While the Age-Related Eye Disease Study (AREDS) is perhaps the best known study of ocular nutrition, there is a vast amount of high-quality research that provides excellent direction on how we can protect our eyesight, which most people list as their most valued sensory asset.
WHAT WE KNOW
Not long ago, the only thing we knew about lutein and zeaxanthin was that they are the primary carotenoids in the macula, and few eye care professionals assigned them much importance. Research has since taught us that lutein makes up the outer edge of the macula, with meso-zeaxanthin next and zeaxanthin in the center of the macula. These three xanthophylls compose the macular pigment.1 A healthy macular pigment absorbs blue light, protects the underlying photoreceptor cells, and is inversely associated with the incidence of age-related macular degeneration (AMD).
The Veterans Lutein Antioxidant Supplementation Trial (LAST) was a double-masked, placebo-controlled, randomized trial assessing lutein and antioxidant supplementation as an intervention for atrophic AMD.2 In that study, 90 patients with atrophic AMD received either 10 mg of lutein; 10 mg of a broad-spectrum supplementation of vitamins, minerals, and antioxidants; or a maltodextrin placebo.

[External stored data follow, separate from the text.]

PR #667, opened 2026-08-19
feat(tenancy): add the nullable credential columns to `user`

### LINKED ISSUE #645: Add the nullable credential columns to `user`
- Part of mozilla-ai/otari-ai#1452
- **Blocks the entire auth track.**

## Why this exists

mozilla-ai/otari-ai#1716 settled that the master key bootstraps first boot and is retained as the API credential, while sessions become the dashboard login. Every ported tenancy page reads off a session that resolves a user, an organization and a role, and `user` (`src/gateway/models/tenancy.py`) carries no credential of any kind today: `email`, `is_active`, `is_superuser`, `full_name`, `active_organization_id`, and nothing else.

That decision put these columns ahead of the rehome deliberately. They exist in production on `otari-ai` and in no table here, the overlay contributes no tables, and landing them now gives mozilla-ai/otari-ai#1644 one target schema instead of two.

## What to produce

One additive migration adding `hashed_password`, `oauth_provider`, `email_verification_token`, `email_verified_at` and `terms_accepted_at` to `user`, all nullable. Nothing reads them yet. `email` stays nullable and unique, because a standalone operator needs no address.

## Out of scope

`webauthn_credential` is a table rather than a column, and there is no WebAuthn anywhere in this tree, so it rides the passkey issue instead. No authentication behavior changes here.

## Definition of Done

- The migration appends to the linear Alembic chain and roundtrips up and down on SQLite and PostgreSQL.
- `alembic heads` stays single.
- An existing v0.x database upgrades with every row untouched and every new column null.

## Carried from mozilla-ai/otari-ai#1716

`docs/access-control.md` and `docs/dashboard.md` still document the standalone model as master-key authenticated end to end. That correction has no owner and belongs with whoever lands the session work. Named here so it is not lost.

njbrake:
## Description

`user` carried no credential of any kind, so the session flow settled in mozilla-ai/otari-ai#1716 had nowhere to store one and the re-parenting migration (mozilla-ai/otari-ai#1644) faced one target schema per edition. One additive revision (`f2a4c6d8b0e3`) adds `hashed_password`, `terms_accepted_at`, `oauth_provider`, `email_verification_token` and `email_verified_at`, all nullable, none read anywhere in this tree. `email` is untouched: still nullable, still uniquely indexed, because a standalone operator needs no address. No authentication behavior changes, and `webauthn_credential` stays with the passkey issue.

**No table rebuild.** Five `ADD COLUMN` statements and one `CREATE UNIQUE INDEX`, which both engines take as plain DDL. Rebuilding `user` on SQLite would mean recreating the table four others hold foreign keys into, plus the half of the `organization` cycle that points at it, so `email_verification_token` is unique through an index rather than a constraint (as it is in production), and `downgrade` drops the index before the column because SQLite refuses `DROP COLUMN` while one covers it.

**Two departures from the platform's production shape**, both stated next to the columns and both now settled: they stay, and mozilla-ai/otari-ai#1644 carries the cast rather than this tree carrying production's spelling.

- `oauth_provider` is `VARCHAR(50)`, not production's native `oauthprovider` enum. `op.add_column` does not create a PostgreSQL enum type, the same type renders as VARCHAR plus a CHECK on SQLite, and the enum stores uppercase member *names* rather than the flow's values. The vocabulary belongs to the OAuth flow that has not rehomed; the tenancy tables already keep their own vocabularies as strings (`role`, `status`).
- `terms_accepted_at` and `email_verified_at` are timezone-aware (`UtcDateTime`), unlike production's naive `DateTime`, matching the departure the tenancy revision already applied to every other timestamp in this schema.

Per column, against production's `3c08d06718ce`: `hashed_password` and `email_verification_token` are DDL-identical, unbounded VARCHAR and the same `ix_user_email_verification_token` unique index name. The other three (`oauth_provider`, `terms_accepted_at`, `email_verified_at`) are the two departures above, so three of the five columns diverge from production DDL by design. Both departures are recorded on mozilla-ai/otari-ai#1644 as planned casts, each with the cast it owes: native enum to text needs an explicit `::text`, and naive to aware needs localizing to UTC rather than reinterpreting in the server timezone. `alembic heads` stays single, and a new unit test pins that so a parallel M5 revision cannot quietly fork it.

**Adjacent, not fixed here** (flagged rather than touched, since several migrations are landing in parallel): `docs/access-control.md` and `docs/dashboard.md` still describe standalone as master-key authenticated end to end. Issue #645 carries that correction forward to whoever lands the session work, and it is still unowned.

## PR Type

- [x] New Feature
- [ ] Bug Fix
- [ ] Refactor
- [ ] Documentation
- [ ] Infrastructure / CI

## Relevant issues

Fixes #645
Part of mozilla-ai/otari-ai#1452, ahead of mozilla-ai/otari-ai#1644 and mozilla-ai/otari-ai#1716.

## Checklist

- [x] Documentation was updated where necessary (the module docstring that said these columns were deliberately absent; the two docs corrections issue #645 carries are named below and still unowned).
- [ ] **M4 ledger:** this PR either needs no entry (an existing row already covers it and its target is unchanged), or the entry is appended to [otari-ai#1587](https://github.com/mozilla-ai/otari-ai/issues/1587). One entry per *change*, not per PR: a stack delivering one surface change gets one. See [.github/instructions/reconciliation-ledger.instructions.md](https://github.com/mozilla-ai/otari/blob/main/.github/instructions/reconciliation-ledger.instructions.md).

Deliberately unchecked: an entry **is** owed and has not been posted yet. The "Tenancy and access" row's Current scope cell reads "otari's `user` carries no credential columns", which this PR makes false, so the third trigger fires. The target disposition does not move (otari's schema still survives the re-parent). @njbrake to post it.

### Verified locally, and what CI re-verified

- `make lint`, `make typecheck` (mypy over 384 files), `make openapi-check`, `make postman-check`: clean. The spec is unchanged, which is the check that the five columns stayed off the wire (they are on the table class, not on `UserBase`), and `openapi.json`, the Postman collection and `web/src/client/schema.ts` contain none of the five names.
- `uv run pytest tests/unit`: 1816 passed locally, 1817 on CI. The eight new tests are named in the CI log, so they ran there rather than only here.
- Up, down, up on **both** engines, with a pre-existing row inserted at `a3c7e1b9d5f2` first: the row reads back byte-identical, all five columns null, and repeated null tokens coexist under the unique index. `compare_metadata` reports no diff for `user` on either engine, and PostgreSQL `information_schema` confirms the DDL (`character varying` unbounded, `character varying(50)`, `timestamp with time zone`, all nullable).
- The tests were checked for revert-sensitivity rather than assumed to have it. Removing the migration and the model fields fails 7 of the 8; reverting only the model fields fails the parity test and nothing else; making the token index non-unique fails both uniqueness tests; downgrading the two timestamps to naive `DateTime` fails the parity test. The one test that stays green under a full revert is the single-head guard, which is a chain invariant rather than a claim about these columns.
- OSS-edition smoke gate on SQLite and on PostgreSQL: passed.

**CI covers the PostgreSQL upgrade.** `tests/integration/conftest.py` runs `alembic upgrade head` against a Testcontainers `postgres:17`, so the earlier caveat about having used a locally installed PostgreSQL 18 instead of Testcontainers is resolved: CI's `test` job exercised that path on this branch (1347 passed, 9 skipped).

### Not covered by CI

- **The PostgreSQL downgrade.** Nothing in the repo runs `alembic downgrade` against PostgreSQL; the integration fixtures tear down with `DROP TABLE ... CASCADE` instead, and the only downgrade tests are the SQLite ones in `tests/unit/test_tenancy_schema_chain.py`. I ran the PostgreSQL down and up myself and it round-trips, but that is a local result, not a standing guarantee. Adding a permanent PostgreSQL downgrade test would introduce a pattern the repo does not have yet, which felt like the wrong thing to smuggle into a migration PR.
- The dashboard suites were not run: no `web/` file changes, and no generated dashboard artifact moves.

## AI Usage

- [ ] No AI was used.

**AI Model/Tool used:**

Claude Opus 5 (1M context) via the Claude Code CLI.

Column shapes were read off the platform's `backend/app/models/user.py` and its `3c08d06718ce` init revision rather than guessed, which is where the two documented departures come from. Every check above was run, not inferred.

**NOTE:**

## Summary

- Added five nullable credential and identity fields to the `User` model.
- Added a migration to create and remove these fields without rebuilding the table.
- Added documentation that explains why the fields are present but unused.
- Expanded schema tests for nullability, uniqueness, data preservation, migration round trips, model alignment, and Alembic head integrity.
- Preserved existing authentication behavior and the nullable unique `email` field.

## Technical notes

- `oauth_provider` uses `VARCHAR(50)`.
- Timestamp fields use timezone-aware types.
- The downgrade removes the token index before dropping the token column for SQLite compatibility.

### DIFF
--- a/alembic/versions/f2a4c6d8b0e3_add_user_credential_columns.py
+++ b/alembic/versions/f2a4c6d8b0e3_add_user_credential_columns.py
@@ -1,0 +1,81 @@
+"""Add the nullable credential columns to ``user``.
+
+``hashed_password``, ``terms_accepted_at``, ``oauth_provider``,
+``email_verification_token`` and ``email_verified_at``, all nullable, all
+unread. They exist in the platform's production ``user`` table and in no table
+here, and the overlay contributes no tables, so landing them now gives the
+re-parenting migration (otari-ai#1644) one target schema instead of one per
+edition. otari-ai#1716 settled the flow they belong to: the master key stays the
+API credential and sessions become the dashboard login, so a standalone row with
+all five null is the normal state rather than an unmigrated one. No
+authentication behavior changes here.
+
+``email`` is deliberately untouched: it stays nullable and uniquely indexed,
+because a standalone operator identity is a label rather than a sign-in address.
+
+Three things this revision settles, all of them stated in ``models/tenancy.py``
+next to the columns:
+
+- **No table rebuild.** Five ``ADD COLUMN`` statements and one
+  ``CREATE UNIQUE INDEX``, which both engines take as plain DDL.
+  ``batch_alter_table`` is what a constraint would have cost, and rebuilding
+  ``user`` on SQLite would mean recreating the table four other tables hold
+  foreign keys into, plus the half of the ``organization`` cycle that points at
+  it. ``email_verification_token`` is therefore unique through an index rather
+  than a constraint, which is what the platform does too, and the index is
+  dropped before the column in ``downgrade`` because SQLite refuses
+  ``DROP COLUMN`` on an indexed column.
+- **``oauth_provider`` is a VARCHAR, not the platform's native ``oauthprovider``
+  enum.** ``op.add_column`` does not create a PostgreSQL enum type for you, and
+  the same type renders as VARCHAR plus a CHECK on SQLite, which the OSS edition
+  ships by default. The vocabulary belongs to the OAuth flow that has not
+  rehomed; the tenancy tables already store their own vocabularies as strings.
+- **The two timestamps are timezone-aware**, unlike the platform's naive
+  ``DateTime``, matching the departure the tenancy revision already applied to
+  every ``created_at`` and ``updated_at`` in this schema.
+
+Revision ID: f2a4c6d8b0e3
+Revises: a3c7e1b9d5f2
+Create Date: 2026-08-19
+"""
+
+from collections.abc import Sequence
+
+import sqlalchemy as sa
+from alembic import op
+
+revision: str = "f2a4c6d8b0e3"
+down_revision: str | Sequence[str] | None = "a3c7e1b9d5f2"
+branch_labels: str | Sequence[str] | None = None
+depends_on: str | Sequence[str] | None = None
+
+_VERIFICATION_TOKEN_INDEX = "ix_user_email_verification_token"
+
+
+def upgrade() -> None:
+    # Unbounded, as the platform has it: a hash carries its own algorithm and
+    # cost parameters, so a ceiling here would be a bet on which one the session
+    # flow picks.
+    op.add_column("user", sa.Column("hashed_password", sa.String(), nullable=True))
+    op.add_column("user", sa.Column("terms_accepted_at", sa.DateTime(timezone=True), nullable=True))
+    op.add_column("user", sa.Column("oauth_provider", sa.String(length=50), nullable=True))
+    op.add_column("user", sa.Column("email_verification_token", sa.String(), nullable=True))
+    op.add_column("user", sa.Column("email_verified_at", sa.DateTime(timezone=True), nullable=True))
+    # Unique so two identities cannot hold one token, and repeated NULLs stay
+    # legal on both engines, which is what every existing row will have.
+    op.create_index(
+        op.f(_VERIFICATION_TOKEN_INDEX),
+        "user",
+        ["email_verification_token"],
+        unique=True,
+    )
+
+
+def downgrade() -> None:
+    # Before the column: SQLite refuses ``DROP COLUMN`` while an index covers it.
+    op.drop_index(op.f(_VERIFICATION_TOKEN_INDEX), table_name="user")
+    op.drop_column("user", "email_verified_at")
+    op.drop_column("user", "email_verification_token")
+    op.drop_column("user", "oauth_provider")
+    op.drop_column("user", "terms_accepted_at")
+    op.drop_column("user", "hashed_password")
--- a/alembic/versions/f2a4c6d8b0e3_add_user_credential_columns.py
+++ b/alembic/versions/f2a4c6d8b0e3_add_user_credential_columns.py
@@ -13,26 +13,21 @@ authentication behavior changes here.
 ``email`` is deliberately untouched: it stays nullable and uniquely indexed,
 because a standalone operator identity is a label rather than a sign-in address.
 
-Three things this revision settles, all of them stated in ``models/tenancy.py``
-next to the columns:
+**No table rebuild**, which is the one thing here that belongs to the revision
+rather than to the columns. Five ``ADD COLUMN`` statements and one
+``CREATE UNIQUE INDEX``, which both engines take as plain DDL;
+``batch_alter_table`` is what a constraint would have cost, and rebuilding
+``user`` on SQLite would mean recreating the table four other tables hold
+foreign keys into, plus the half of the ``organization`` cycle that points at it.
+``email_verification_token`` is therefore unique through an index rather than a
+constraint, as it is on the platform, and ``downgrade`` drops that index before
+the column because SQLite refuses ``DROP COLUMN`` while one covers it.
 
-- **No table rebuild.** Five ``ADD COLUMN`` statements and one
-  ``CREATE UNIQUE INDEX``, which both engines take as plain DDL.
-  ``batch_alter_table`` is what a constraint would have cost, and rebuilding
-  ``user`` on SQLite would mean recreating the table four other tables hold
-  foreign keys into, plus the half of the ``organization`` cycle that points at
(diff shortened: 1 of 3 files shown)


njbrake:
Self-review pass on this PR, run against the issue's Definition of Done bullet by bullet. Two test changes pushed, one PR-body correction, nothing changed in the migration or the model.

**Changed.** `test_identities_without_a_token_coexist_under_that_index` counted every null-token row and asserted 2, which quietly also asserted that no revision in the chain ever seeds an identity. It now counts the delta across its own two inserts. The insert helper's docstring said its literals are SQLite-shaped for UUIDs; it also writes booleans as 1/0, so it now says that too.

**Corrected in the description.** The old "Not verified locally" heading said the integration suite had run against a locally installed PostgreSQL rather than Testcontainers. CI's `test` job resolves that: `tests/integration/conftest.py` runs `alembic upgrade head` against a Testcontainers `postgres:17`, and it passed on this branch. What is genuinely not covered by CI is the PostgreSQL **downgrade**, since nothing in the repo runs `alembic downgrade` on PostgreSQL. I ran it locally and it round-trips; the description now says which half is a standing guarantee and which half is my word.

**Tests were checked for revert-sensitivity rather than assumed to have it.** Removing the migration and the model fields fails 7 of the 8 new tests; reverting only the model fields fails the parity test and nothing else; making the token index non-unique fails both uniqueness tests; downgrading the two timestamps to naive `DateTime` fails the parity test. The single-head guard stays green under a full revert, correctly, because it is a chain invariant rather than a claim about these columns.

**Deliberately left alone.**

1. `email_verification_token` is an unbounded VARCHAR under a unique btree index. PostgreSQL errors past roughly 2704 bytes in an index entry. There is no writer today, and the column is DDL-identical to production on purpose, so bounding or hashing it belongs with the flow that starts writing it.
2. Production carries `terms_accepted_at` and `email_verified_at` on `UserBase`, so they reach its wire contract. Here all five sit on the table class only. The DDL is identical either way, so otari-ai#1644 is unaffected, and no route in this tree serializes an identity, so there is no contract to diverge from yet.
3. `oauth_provider` stays a VARCHAR rather than production's native `oauthprovider` enum, for the reasons in the model comment. This is the one call worth a second opinion.
4. `test_the_revision_chain_has_one_head` is a repo-wide invariant living in a tenancy-named file. A general migrations module would be a better home, but creating one now adds a file for the parallel M5 branches to collide on.
5. The M4 ledger entry is still owed and still unposted. The "Tenancy and access" row's Current scope cell reads "otari's `user` carries no credential columns", which this PR makes false, so trigger 3 fires while the target disposition does not move.

_Note: this comment was drafted by Claude Opus 5 (1M context) via back-and-forth with @njbrake. The reasoning and decisions are his; the prose is Claude's._

tbille (approved):

alembic/versions/f2a4c6d8b0e3_add_user_credential_columns.py
```diff
@@ -0,0 +1,76 @@
...
+Create Date: 2026-08-19
+"""
+
+from collections.abc import Sequence
+
+import sqlalchemy as sa
+from alembic import op
+
+revision: str = "f2a4c6d8b0e3"
+down_revision: str | Sequence[str] | None = "a3c7e1b9d5f2"
```
khaledosman, line 43: Chain collision, not a defect in this revision: five open PRs all set `down_revision = "a3c7e1b9d5f2"`, which is main's current head (#668 `7ff4e082eb0c`, #671 `f7a2c4e6b8d1`, #670 `e1c3a5b7d9f2`, this one `f2a4c6d8b0e3`, #640 `b6e8c2a4d7f1`). Whichever lands first is fine; the second forks the chain, and `alembic upgrade head` then refuses to choose — startup `auto_migrate` and `tests/integration/conftest.py` both run it. The single-head test this PR adds is what will catch it, after the fact. Needs a merge order with the rest rebased onto the new head.

khaledosman (approved):
No findings in the revision or the model.

Verified: `UtcDateTime.impl` is `DateTime(timezone=True)`, so the migration's DDL matches the model on both engines and `compare_metadata` has nothing to report; SQLModel's `unique=True, index=True` renders the same `ix_user_email_verification_token` unique index the revision creates by name; and all five columns sit on `User` rather than `UserBase`, so no `*Public` schema and no route can serialize them — no tenancy route returns a bare `User`.

Two non-blocking notes:

- `test_two_identities_cannot_share_a_verification_token` asserts only that *some* `IntegrityError` fires. The `organization.slug` and `user.email` uniques are also in play in that helper, so the test would pass for the wrong reason if the token index were dropped. Matching on the constraint name would pin it to the thing under test.
- The ledger entry you flagged as owed and unposted is the one open item; nothing here is blocked on it.

---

Both groups receiving lutein experienced improvements in mean macular pigment optical density and Snellen-equivalent visual acuity. The lutein-only group also had a net subjective improvement on Amsler grid testing. Patients who received placebo had no significant changes in any of the measured findings.
An inverse relationship between lutein and zeaxanthin and risk for AMD has been reported in multiple studies. The Blue Mountains Eye Study, a population-based cohort study (N = 3,654), found that a higher dietary intake of lutein and zeaxanthin reduced the risk of AMD by 65%.3 Other major epidemiologic studies have confirmed that higher dietary and serum levels of lutein and zeaxanthin are associated with significantly lower odds ratios of AMD.4,5
The LAST study and others have shown that dietary supplementation of lutein and the zeaxanthins also improves visual function, including increased contrast sensitivity, reduced glare, improved photostress recovery time, and improved high-contrast near visual acuity.2,6,7
Richer was one of the first to look at the effects of a much larger multiple-vitamin product on the eye, and data from other investigators have shown that vitamins A, C, and E; iron; and zinc all have positive benefits to ocular health including improving photoreceptor function and providing protective antioxidant activity.2,8-10
Oxidative stress is believed to contribute to the pathogenesis of many diseases, and mitochondrial DNA has been shown to be particularly prone to oxidative damage.11 With this in mind, Feher and colleagues examined the important role that mitochondrial health plays in AMD and other diseases of the eye.12 In a pilot study, 14 patients affected by early AMD were treated with a mixture of mitotropic compounds including acetyl-L-carnitine, polyunsaturated fatty acids, coenzyme Q10, and vitamin E. Compared with an equal number of age- and sex-matched patients who received only vitamin E, the patients receiving the mitotropic compounds showed improvement in recovery time after macular photostress, foveal sensitivity, mean defect in visual field, and blood lipid levels.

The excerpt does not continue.